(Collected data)
PR #58320, opened 2023-11-15
GraphQL: remove recursiveSingleChild option from backend

camdencheek:
This is the backend half of [this PR](https://github.com/sourcegraph/sourcegraph/pull/58272). It removes the `recursiveSingleChild` logic from the tree resolver. All consumers of this field have been removed from the client already, and it's unlikely this would be something that customers would use (or even be able to use correctly) so I think it's safe to make what is technically a breaking change. 

## Test plan

Poked around in the file tree and everything looked fine. All consumers of this API have already been removed.

### DIFF
--- a/cmd/frontend/graphqlbackend/git_tree.go
+++ b/cmd/frontend/graphqlbackend/git_tree.go
@@ -22,16 +22,6 @@ func (r *GitTreeEntryResolver) IsRoot() bool {
 type gitTreeEntryConnectionArgs struct {
 	graphqlutil.ConnectionArgs
 	Recursive bool
-	// If recurseSingleChild is true, and the requested path only has a single child
-	// that is a directory, we recurse into that directory.
-	// Only respected when Recursive is false.
-	// Example:
-	// FS structure:
-	// /folder/subfolder/file
-	// Request for entries of /folder
-	// We don't return only /folder/subfolder, and instead also travserse into subfolder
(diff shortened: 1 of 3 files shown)


cmd/frontend/graphqlbackend/git_tree.go
```diff
@@ -114,15 +78,13 @@ func (r *GitTreeEntryResolver) entries(ctx context.Context, args *gitTreeEntryCo
...
-	seen := 0
 	for _, entry := range entries {
-		if seen == maxResolvers {
+		if len(resolvers) >= maxResolvers {
 			break
 		}
 
 		// Apply any additional filtering
 		if filter == nil || filter(entry) {
-			seen++
```
camdencheek, line 125: unrelated, just removing a redundant variable that confused me at first glance.

cmd/frontend/graphqlbackend/git_tree_test.go
```diff
@@ -370,55 +370,6 @@ func TestGitTree_Entries(t *testing.T) {
 		}, entries)
 	})
 
-	t.Run("RecursiveSingleChild", func(t *testing.T) {
```
eseliger, line 373: now that we don't need to test this anymore I think there's some files that we no longer mock out, but we can leave that for future selfs.

eseliger (approved):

What to do: Print the records again, exactly as they stand above.

Completed exercise:
PR #58320, opened 2023-11-15
GraphQL: remove recursiveSingleChild option from backend

camdencheek:
This is the backend half of [this PR](https://github.com/sourcegraph/sourcegraph/pull/58272). It removes the `recursiveSingleChild` logic from the tree resolver. All consumers of this field have been removed from the client already, and it's unlikely this would be something that customers would use (or even be able to use correctly) so I think it's safe to make what is technically a breaking change. 

## Test plan

Poked around in the file tree and everything looked fine. All consumers of this API have already been removed.

### DIFF
--- a/cmd/frontend/graphqlbackend/git_tree.go
+++ b/cmd/frontend/graphqlbackend/git_tree.go
@@ -22,16 +22,6 @@ func (r *GitTreeEntryResolver) IsRoot() bool {
 type gitTreeEntryConnectionArgs struct {
 	graphqlutil.ConnectionArgs
 	Recursive bool
-	// If recurseSingleChild is true, and the requested path only has a single child
-	// that is a directory, we recurse into that directory.
-	// Only respected when Recursive is false.
-	// Example:
-	// FS structure:
-	// /folder/subfolder/file
-	// Request for entries of /folder
-	// We don't return only /folder/subfolder, and instead also travserse into subfolder
(diff shortened: 1 of 3 files shown)


cmd/frontend/graphqlbackend/git_tree.go
```diff
@@ -114,15 +78,13 @@ func (r *GitTreeEntryResolver) entries(ctx context.Context, args *gitTreeEntryCo
...
-	seen := 0
 	for _, entry := range entries {
-		if seen == maxResolvers {
+		if len(resolvers) >= maxResolvers {
 			break
 		}
 
 		// Apply any additional filtering
 		if filter == nil || filter(entry) {
-			seen++
```
camdencheek, line 125: unrelated, just removing a redundant variable that confused me at first glance.

cmd/frontend/graphqlbackend/git_tree_test.go
```diff
@@ -370,55 +370,6 @@ func TestGitTree_Entries(t *testing.T) {
 		}, entries)
 	})
 
-	t.Run("RecursiveSingleChild", func(t *testing.T) {
```
eseliger, line 373: now that we don't need to test this anymore I think there's some files that we no longer mock out, but we can leave that for future selfs.

eseliger (approved):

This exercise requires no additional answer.